▶ **SUPPLIED DATA**:
• • •

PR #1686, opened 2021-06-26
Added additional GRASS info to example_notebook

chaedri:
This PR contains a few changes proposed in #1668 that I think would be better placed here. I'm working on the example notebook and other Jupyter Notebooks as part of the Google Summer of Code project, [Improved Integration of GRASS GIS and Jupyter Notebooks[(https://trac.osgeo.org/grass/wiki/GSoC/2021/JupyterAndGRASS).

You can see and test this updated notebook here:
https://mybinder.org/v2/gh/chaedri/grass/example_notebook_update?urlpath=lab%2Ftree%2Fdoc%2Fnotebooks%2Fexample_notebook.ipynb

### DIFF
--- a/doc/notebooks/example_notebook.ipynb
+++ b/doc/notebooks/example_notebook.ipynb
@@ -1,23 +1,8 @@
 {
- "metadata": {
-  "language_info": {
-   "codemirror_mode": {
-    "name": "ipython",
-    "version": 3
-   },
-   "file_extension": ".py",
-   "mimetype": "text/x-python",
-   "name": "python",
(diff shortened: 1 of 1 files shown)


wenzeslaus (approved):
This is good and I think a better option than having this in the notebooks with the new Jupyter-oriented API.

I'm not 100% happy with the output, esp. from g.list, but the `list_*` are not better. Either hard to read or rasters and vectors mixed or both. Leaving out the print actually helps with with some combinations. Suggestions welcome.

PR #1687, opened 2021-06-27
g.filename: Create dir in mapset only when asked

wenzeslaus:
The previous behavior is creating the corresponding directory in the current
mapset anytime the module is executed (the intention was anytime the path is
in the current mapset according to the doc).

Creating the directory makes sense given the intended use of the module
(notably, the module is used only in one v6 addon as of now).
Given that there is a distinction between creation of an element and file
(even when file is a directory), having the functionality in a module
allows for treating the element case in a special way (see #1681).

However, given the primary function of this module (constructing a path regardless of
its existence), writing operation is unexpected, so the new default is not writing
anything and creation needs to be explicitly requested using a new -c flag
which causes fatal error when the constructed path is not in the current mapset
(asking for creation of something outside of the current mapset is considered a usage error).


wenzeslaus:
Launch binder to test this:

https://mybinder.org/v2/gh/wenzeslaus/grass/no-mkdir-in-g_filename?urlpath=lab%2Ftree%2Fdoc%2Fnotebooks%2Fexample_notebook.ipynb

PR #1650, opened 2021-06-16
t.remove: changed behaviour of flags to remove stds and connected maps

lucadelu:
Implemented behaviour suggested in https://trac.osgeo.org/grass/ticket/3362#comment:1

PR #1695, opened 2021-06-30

• • •

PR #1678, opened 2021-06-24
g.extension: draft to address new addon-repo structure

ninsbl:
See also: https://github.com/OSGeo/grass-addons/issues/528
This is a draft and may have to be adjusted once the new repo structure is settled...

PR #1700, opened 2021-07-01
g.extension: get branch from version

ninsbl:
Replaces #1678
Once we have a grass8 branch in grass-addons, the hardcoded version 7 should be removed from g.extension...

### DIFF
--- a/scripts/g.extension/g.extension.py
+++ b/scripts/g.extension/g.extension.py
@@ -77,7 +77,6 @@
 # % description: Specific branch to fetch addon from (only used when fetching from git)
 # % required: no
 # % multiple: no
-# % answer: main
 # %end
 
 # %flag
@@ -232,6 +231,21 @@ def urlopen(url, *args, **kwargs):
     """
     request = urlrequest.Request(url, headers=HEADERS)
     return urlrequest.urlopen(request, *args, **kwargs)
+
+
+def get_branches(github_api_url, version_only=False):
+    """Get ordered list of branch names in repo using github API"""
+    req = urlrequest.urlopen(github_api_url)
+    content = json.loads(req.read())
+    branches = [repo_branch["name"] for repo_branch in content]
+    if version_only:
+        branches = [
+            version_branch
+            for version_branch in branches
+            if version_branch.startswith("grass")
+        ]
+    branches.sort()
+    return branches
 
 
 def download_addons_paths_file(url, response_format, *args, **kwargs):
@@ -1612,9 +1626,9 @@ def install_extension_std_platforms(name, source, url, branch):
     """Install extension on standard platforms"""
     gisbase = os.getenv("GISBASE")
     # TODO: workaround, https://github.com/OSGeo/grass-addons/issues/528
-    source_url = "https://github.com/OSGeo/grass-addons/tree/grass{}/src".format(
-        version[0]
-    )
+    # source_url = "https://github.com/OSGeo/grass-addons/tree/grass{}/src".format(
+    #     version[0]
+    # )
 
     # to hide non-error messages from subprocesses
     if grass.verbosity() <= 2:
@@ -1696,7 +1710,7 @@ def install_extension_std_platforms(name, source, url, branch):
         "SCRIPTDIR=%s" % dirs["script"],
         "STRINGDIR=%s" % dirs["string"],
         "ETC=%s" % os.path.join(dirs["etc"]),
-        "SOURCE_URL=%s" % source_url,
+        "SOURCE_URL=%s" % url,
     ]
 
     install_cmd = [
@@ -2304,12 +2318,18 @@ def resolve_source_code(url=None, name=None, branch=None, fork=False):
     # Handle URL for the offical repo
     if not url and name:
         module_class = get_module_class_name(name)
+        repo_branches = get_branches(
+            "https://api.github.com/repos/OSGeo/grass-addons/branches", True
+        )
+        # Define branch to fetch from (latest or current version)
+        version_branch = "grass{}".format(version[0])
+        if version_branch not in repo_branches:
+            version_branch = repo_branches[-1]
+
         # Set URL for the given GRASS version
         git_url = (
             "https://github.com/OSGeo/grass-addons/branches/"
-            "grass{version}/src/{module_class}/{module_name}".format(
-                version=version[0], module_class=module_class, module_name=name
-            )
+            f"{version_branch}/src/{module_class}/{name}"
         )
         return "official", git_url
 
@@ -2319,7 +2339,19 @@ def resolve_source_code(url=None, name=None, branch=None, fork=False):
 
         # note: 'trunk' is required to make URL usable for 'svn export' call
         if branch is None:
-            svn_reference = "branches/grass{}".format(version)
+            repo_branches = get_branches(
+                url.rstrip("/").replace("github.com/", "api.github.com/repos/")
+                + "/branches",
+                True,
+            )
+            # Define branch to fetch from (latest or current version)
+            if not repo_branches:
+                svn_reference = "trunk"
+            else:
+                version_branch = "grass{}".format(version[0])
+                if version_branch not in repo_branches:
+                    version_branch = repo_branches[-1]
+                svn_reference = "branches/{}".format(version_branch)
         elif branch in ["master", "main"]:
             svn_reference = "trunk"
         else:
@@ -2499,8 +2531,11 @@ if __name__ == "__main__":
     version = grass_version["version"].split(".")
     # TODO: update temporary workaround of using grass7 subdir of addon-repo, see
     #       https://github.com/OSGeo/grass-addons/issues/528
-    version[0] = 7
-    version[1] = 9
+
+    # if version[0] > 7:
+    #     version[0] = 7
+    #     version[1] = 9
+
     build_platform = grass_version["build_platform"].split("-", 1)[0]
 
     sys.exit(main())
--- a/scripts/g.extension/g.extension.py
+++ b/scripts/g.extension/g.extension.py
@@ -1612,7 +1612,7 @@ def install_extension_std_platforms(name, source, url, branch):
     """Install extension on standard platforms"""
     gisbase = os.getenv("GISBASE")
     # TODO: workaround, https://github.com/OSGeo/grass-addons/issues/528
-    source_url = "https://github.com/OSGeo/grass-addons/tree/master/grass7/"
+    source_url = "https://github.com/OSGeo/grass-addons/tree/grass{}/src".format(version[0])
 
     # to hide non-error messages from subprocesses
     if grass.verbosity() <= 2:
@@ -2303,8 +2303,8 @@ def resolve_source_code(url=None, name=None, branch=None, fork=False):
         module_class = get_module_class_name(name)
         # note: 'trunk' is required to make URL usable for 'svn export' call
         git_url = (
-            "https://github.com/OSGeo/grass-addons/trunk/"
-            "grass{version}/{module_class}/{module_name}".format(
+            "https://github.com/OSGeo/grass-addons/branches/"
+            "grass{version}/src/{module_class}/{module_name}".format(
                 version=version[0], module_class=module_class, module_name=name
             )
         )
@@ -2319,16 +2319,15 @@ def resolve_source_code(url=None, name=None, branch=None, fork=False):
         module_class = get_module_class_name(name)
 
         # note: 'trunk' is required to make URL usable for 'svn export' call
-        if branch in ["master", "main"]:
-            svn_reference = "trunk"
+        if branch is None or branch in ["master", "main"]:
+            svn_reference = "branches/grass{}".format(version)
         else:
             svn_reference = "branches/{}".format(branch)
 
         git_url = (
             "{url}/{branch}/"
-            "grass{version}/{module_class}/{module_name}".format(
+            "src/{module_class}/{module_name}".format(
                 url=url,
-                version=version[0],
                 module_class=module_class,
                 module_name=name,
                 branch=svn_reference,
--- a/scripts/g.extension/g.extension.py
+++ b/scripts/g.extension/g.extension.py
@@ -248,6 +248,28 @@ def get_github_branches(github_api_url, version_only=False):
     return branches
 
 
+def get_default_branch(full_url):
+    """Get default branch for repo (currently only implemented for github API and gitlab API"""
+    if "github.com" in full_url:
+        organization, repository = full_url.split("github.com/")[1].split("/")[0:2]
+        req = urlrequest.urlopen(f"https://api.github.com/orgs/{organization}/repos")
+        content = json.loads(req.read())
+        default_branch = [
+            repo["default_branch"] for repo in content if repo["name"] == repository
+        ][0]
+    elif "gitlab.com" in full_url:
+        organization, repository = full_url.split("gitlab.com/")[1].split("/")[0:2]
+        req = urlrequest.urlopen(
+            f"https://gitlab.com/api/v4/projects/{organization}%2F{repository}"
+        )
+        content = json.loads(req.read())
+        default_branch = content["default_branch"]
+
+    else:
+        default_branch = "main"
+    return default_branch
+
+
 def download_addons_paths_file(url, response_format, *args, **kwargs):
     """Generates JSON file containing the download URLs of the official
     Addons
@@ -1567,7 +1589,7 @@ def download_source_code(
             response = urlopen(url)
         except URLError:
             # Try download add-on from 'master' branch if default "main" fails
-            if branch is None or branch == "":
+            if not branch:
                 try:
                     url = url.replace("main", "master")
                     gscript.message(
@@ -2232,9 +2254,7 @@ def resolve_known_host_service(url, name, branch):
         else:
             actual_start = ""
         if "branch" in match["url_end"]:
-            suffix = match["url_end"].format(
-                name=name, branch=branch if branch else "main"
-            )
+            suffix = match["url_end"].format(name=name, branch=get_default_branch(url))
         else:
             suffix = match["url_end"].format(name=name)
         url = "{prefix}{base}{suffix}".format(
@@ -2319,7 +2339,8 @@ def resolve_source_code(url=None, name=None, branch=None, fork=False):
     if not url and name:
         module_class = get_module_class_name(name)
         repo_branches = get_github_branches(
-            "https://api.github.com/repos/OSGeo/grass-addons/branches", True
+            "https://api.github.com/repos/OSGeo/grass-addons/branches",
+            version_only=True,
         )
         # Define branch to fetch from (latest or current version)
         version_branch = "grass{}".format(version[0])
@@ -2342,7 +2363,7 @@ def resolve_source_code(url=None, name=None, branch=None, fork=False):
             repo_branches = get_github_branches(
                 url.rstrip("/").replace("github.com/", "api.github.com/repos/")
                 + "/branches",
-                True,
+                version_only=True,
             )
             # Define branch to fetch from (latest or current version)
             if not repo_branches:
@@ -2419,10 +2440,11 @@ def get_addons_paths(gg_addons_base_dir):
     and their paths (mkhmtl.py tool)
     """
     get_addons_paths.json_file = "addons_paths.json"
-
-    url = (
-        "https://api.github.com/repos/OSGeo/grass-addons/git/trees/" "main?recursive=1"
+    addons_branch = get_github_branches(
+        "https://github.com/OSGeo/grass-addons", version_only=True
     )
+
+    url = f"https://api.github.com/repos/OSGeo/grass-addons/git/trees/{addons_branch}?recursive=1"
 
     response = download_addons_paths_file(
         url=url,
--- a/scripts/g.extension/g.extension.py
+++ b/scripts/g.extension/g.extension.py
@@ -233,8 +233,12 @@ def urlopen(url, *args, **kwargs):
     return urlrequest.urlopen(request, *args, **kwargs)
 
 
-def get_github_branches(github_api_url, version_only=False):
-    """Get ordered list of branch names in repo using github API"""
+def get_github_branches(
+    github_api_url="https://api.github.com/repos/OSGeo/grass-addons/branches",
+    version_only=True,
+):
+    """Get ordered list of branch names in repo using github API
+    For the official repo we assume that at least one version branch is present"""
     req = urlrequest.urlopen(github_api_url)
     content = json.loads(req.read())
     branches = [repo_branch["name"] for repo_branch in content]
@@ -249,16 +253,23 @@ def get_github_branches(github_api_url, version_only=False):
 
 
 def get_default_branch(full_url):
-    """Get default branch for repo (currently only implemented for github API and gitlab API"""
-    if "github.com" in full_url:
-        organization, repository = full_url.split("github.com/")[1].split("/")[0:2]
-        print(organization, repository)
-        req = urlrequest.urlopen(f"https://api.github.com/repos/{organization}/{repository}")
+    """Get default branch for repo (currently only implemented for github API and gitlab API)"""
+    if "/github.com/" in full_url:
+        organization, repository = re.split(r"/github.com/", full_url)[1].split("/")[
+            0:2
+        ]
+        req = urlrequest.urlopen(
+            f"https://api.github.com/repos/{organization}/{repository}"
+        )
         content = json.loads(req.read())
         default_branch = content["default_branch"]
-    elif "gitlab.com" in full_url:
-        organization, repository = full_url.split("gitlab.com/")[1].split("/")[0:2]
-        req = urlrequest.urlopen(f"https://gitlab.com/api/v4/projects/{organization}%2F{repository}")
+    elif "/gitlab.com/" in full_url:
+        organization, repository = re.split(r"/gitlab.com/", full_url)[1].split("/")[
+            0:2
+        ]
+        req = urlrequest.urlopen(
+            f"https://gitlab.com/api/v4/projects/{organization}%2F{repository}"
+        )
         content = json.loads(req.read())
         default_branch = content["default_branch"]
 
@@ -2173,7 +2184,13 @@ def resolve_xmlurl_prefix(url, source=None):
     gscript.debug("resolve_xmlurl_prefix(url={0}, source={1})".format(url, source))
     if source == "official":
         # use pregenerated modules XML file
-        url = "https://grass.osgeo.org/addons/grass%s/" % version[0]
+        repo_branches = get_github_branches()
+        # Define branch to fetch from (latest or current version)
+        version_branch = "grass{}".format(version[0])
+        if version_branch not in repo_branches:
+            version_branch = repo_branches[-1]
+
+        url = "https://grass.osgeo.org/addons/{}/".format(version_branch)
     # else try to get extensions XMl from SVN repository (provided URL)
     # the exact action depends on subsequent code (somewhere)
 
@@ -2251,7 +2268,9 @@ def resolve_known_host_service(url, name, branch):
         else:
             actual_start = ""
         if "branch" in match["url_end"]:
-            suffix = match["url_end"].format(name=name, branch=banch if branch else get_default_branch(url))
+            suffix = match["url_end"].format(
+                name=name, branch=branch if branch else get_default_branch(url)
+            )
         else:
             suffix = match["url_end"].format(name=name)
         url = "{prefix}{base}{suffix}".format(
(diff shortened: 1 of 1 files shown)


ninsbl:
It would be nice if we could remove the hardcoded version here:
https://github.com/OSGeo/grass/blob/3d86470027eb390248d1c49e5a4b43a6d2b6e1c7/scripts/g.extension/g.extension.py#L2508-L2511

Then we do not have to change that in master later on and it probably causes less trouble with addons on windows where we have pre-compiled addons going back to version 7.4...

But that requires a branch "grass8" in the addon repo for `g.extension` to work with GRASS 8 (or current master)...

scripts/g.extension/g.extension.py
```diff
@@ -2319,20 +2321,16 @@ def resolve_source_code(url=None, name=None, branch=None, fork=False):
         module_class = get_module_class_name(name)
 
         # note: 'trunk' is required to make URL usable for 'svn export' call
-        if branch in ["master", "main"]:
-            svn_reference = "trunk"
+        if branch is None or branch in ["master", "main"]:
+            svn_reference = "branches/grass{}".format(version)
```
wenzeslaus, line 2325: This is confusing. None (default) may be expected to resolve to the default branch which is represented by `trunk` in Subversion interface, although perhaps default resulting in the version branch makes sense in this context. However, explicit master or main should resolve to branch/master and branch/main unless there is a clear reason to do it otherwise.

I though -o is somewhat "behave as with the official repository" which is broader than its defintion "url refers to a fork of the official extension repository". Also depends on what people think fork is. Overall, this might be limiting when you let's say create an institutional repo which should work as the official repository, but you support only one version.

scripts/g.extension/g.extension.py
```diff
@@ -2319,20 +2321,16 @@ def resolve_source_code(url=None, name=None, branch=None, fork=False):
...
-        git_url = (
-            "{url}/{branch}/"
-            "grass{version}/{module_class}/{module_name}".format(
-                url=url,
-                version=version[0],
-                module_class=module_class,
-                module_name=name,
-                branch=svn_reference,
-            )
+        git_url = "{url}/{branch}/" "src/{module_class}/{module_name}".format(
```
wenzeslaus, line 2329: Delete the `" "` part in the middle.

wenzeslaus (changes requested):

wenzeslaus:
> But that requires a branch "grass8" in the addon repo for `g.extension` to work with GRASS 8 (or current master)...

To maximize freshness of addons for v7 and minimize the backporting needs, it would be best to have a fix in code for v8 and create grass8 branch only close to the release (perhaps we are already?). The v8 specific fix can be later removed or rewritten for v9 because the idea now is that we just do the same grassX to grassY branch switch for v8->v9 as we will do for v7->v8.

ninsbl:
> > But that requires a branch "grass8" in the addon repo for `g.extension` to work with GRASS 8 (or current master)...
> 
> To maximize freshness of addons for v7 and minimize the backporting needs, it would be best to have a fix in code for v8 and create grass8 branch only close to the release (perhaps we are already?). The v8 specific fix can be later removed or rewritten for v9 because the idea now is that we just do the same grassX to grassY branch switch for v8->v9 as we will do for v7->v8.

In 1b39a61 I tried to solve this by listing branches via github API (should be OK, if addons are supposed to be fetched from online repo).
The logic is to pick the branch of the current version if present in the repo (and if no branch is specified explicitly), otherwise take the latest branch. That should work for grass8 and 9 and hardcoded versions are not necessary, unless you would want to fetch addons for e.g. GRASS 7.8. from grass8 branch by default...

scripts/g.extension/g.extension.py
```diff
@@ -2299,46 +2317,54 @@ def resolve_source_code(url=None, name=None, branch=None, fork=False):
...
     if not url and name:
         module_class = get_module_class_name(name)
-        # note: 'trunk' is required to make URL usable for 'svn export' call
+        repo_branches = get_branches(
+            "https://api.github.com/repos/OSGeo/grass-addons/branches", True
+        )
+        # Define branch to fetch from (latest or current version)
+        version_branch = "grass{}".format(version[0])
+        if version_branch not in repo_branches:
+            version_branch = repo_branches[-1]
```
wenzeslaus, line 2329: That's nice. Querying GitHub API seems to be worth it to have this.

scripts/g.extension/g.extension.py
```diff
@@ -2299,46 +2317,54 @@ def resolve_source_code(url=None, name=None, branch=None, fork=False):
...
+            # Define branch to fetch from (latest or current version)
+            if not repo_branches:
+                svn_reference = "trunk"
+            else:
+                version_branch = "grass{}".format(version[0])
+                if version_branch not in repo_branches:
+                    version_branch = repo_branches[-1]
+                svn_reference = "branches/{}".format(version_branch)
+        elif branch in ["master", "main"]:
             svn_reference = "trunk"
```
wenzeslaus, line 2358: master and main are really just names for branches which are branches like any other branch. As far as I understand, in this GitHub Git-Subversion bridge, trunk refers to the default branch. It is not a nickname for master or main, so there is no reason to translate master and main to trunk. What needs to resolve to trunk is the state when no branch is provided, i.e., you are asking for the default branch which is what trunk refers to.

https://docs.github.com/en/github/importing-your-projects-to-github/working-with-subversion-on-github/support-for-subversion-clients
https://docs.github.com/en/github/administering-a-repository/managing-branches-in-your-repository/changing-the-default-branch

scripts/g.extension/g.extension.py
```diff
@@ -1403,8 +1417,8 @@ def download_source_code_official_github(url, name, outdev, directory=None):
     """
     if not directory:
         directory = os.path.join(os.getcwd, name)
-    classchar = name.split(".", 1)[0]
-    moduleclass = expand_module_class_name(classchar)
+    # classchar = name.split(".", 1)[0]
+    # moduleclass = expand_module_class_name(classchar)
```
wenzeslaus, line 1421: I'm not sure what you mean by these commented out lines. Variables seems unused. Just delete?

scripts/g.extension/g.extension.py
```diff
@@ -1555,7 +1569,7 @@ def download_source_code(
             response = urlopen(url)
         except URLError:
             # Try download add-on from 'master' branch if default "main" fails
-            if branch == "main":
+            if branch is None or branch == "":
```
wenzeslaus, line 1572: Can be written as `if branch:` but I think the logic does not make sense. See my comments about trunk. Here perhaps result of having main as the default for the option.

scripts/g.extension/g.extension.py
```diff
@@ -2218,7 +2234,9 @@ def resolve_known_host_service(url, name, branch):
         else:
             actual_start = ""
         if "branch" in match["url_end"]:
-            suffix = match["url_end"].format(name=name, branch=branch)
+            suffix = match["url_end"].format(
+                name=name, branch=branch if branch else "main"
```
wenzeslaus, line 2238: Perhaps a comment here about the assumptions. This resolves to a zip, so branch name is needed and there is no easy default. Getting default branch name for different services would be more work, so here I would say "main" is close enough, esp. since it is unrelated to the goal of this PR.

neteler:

• • •

▶ **TASK PROMPT**: With the line holding "PR #1686, opened 2021-06-26" as the first and the line holding "This PR contains" as the last, set down that range of the entries above exactly, and nothing else.

▶ **REPLY**:
PR #1686, opened 2021-06-26
Added additional GRASS info to example_notebook

chaedri:
This PR contains a few changes proposed in #1668 that I think would be better placed here. I'm working on the example notebook and other Jupyter Notebooks as part of the Google Summer of Code project, [Improved Integration of GRASS GIS and Jupyter Notebooks[(https://trac.osgeo.org/grass/wiki/GSoC/2021/JupyterAndGRASS).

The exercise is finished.